# Anybody familiar with requirements to sit for exam in NYS?



## ochy38 (Dec 19, 2014)

Hi All, my name is Nick and I'm excited to finally have a job related to what I went to school for. In 2010 I graduated with a B.S. in Civil Engineering Technology. I spent a 4 construction seasons as an inspector to highway construction projects, and spent another 2.5 years working for the governmental agency that regulates utilities before finally getting into structures design a few months ago.

My main question is: is it possible to write up your experience and send it in for approval before you actually have enough time? With a tech degree, I know I need 6 years of experience. I talked with a former supervisor of mine (with a PE) who believes that my experience in construction inspection may count as "half time," so I may have up to a year of credit for doing that depending on how the board accepts it, and another PE at my last job believes I should be able to get at least some credit towards the exam for some of the work I did there. One of them suggested I get it written up early and get my credit for it ASAP, so I know what I have.

So, it appears based on their information I may have anywhere from 1-3 years of possible credit thus far, and it would be great to write it up and get their sign off's while I'm easily in contact with all of them, and know exactly what I can expect for the future. But, I've spent lots of time looking online trying to figure out how this all works and it's clear as mud so far, perhaps I'm searching for the wrong information.

If anybody has any advice, links, or anything else that might be able to help me figure this out, I'd greatly appreciate it!


----------



## kfrazie1 (Dec 30, 2014)

The NYS board will not even look at the experience until you meet the number of points based on your degree and experience, which in your case is 6 yrs.

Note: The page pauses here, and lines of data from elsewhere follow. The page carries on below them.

PR #640, opened 2018-11-02
Add a yaml example for specifying an identifier.

### LINKED ISSUE #639: How do you specific an identifier in yaml
The documentation gives an example for defining an identifier with annotations only - https://api-platform.com/docs/core/serialization/#entity-identifier-case

How do you specify an identifier with yaml? I'm happy to update the docs if someone can tell me how to specify it.

trsteel88:
Closes #639

### DIFF
--- a/core/serialization.md
+++ b/core/serialization.md
@@ -642,6 +642,15 @@ class Book
 }
 ```
 
+You can also use the YAML configuration format:
+
+```yaml
+# api/config/api_platform/resources.yaml
+App\Entity\Book:
+    properties:
+        identifier: [id]
+```
+
 In some cases, you will want to set the identifier of a resource from the client (e.g. a client-side generated UUID, or a slug).
 In such cases, you must make the identifier property a writable class property.  Specifically, to use client-generated IDs, you 
 must do the following:
--- a/core/serialization.md
+++ b/core/serialization.md
@@ -648,7 +648,8 @@ You can also use the YAML configuration format:
 # api/config/api_platform/resources.yaml
 App\Entity\Book:
     properties:
-        identifier: [id]
+        id:
+            identifier: true
 ```
 
 In some cases, you will want to set the identifier of a resource from the client (e.g. a client-side generated UUID, or a slug).


trsteel88:
Actually, I don't think this is correct. I still get the warning ```Unable to generate an IRI for the item of type \"App\\Api\\Model\\MyNonDoctrineModel\"```

antograssiot:
Do you have a getter on your property and enable the get on item operation ?

trsteel88:
Yes.

```php
final class MyNonDoctrineModel
{
    /**
     * @var string
     */
    private $id;

    /**
     * @var Organisation
     */
    private $organisation;

    /**
     * @var Template
     */
    private $template;

    /**
     * @var float
     */
    private $price;

    public function __construct(Organisation $organisation, Template $template)
    {
        $this->organisation = $organisation;
        $this->template = $template;
        $this->id = $this->organisation->getId().'-'.$this->template->getId();
    }

    public function getId(): string
    {
        return $this->id;
    }
```

trsteel88:
My resource looks like this

```yaml
App\Api\Model\ MyNonDoctrineModel:
    properties:
        identifier: [id]
    attributes:
        access_control: "is_granted('ROLE_USER')"
    itemOperations:
        get:
            method: GET
            path: /organisations-templates/{id}
            defaults:
                _api_receive: false
            controller: App\Api\Action\OrganisationTemplatePrice\ViewAction
    collectionOperations:
        get:
            method: GET
            path: /organisations-templates
            controller: App\Api\Action\OrganisationTemplatePrice\ListAction
```

It's definitely a configuration issue with defining the identifiers because what I have configured are not coming through when I do a dump within IdentifiersExtractor.php

If I override the array of identifiers within that code it works.

antograssiot:
isn't that 
```
App\Api\Model\MyNonDoctrineModel:
    properties:
        id:
            identifier: true
...
```

instead ?

trsteel88:
I'm away from my computer at the moment. But I am pretty sure I tried that
and it didn't work either.

trsteel88:
You were right @antograssiot. Thanks!

dunglas:
Thanks a lot @trsteel88 and @antograssiot, this kind of enhancements in the docs are very helpful!

trsteel88:
You're welcome!

PR #641, opened 2018-11-04
Fixes api-platform/api-platform#884

antograssiot:
It seems that showcasing annotation is not always enough, users sometime struggle with YAML or XML.
This might help...


dunglas:
Thank you very much!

I know this because I sent in my application with only 3yrs to see how much credit they would count and they didn't even review it since I didn't have 4 yrs.


----------



## ptatohed (Jan 6, 2015)

"Anybody familiar with requirements to sit for exam in NYS?"

I am pretty sure the requirements are the same as those for NY


----------



## cnata001 (Jan 6, 2015)

what type of company were you working for when you were doing highway construction inspection? If it was a design firm that had a CM department and/or you were working with the designers to make field design changes, feasibility work, responding to RFI's or reviewing submittals, this could be considered "design experience".

If you were strictly interpreting plans and had no influence or collaboration on design changes with the designers, it is not likely that the inspection time will count towards your design experience requirements. But, I believe that only 2 of your 6 years needs to be that of design.


----------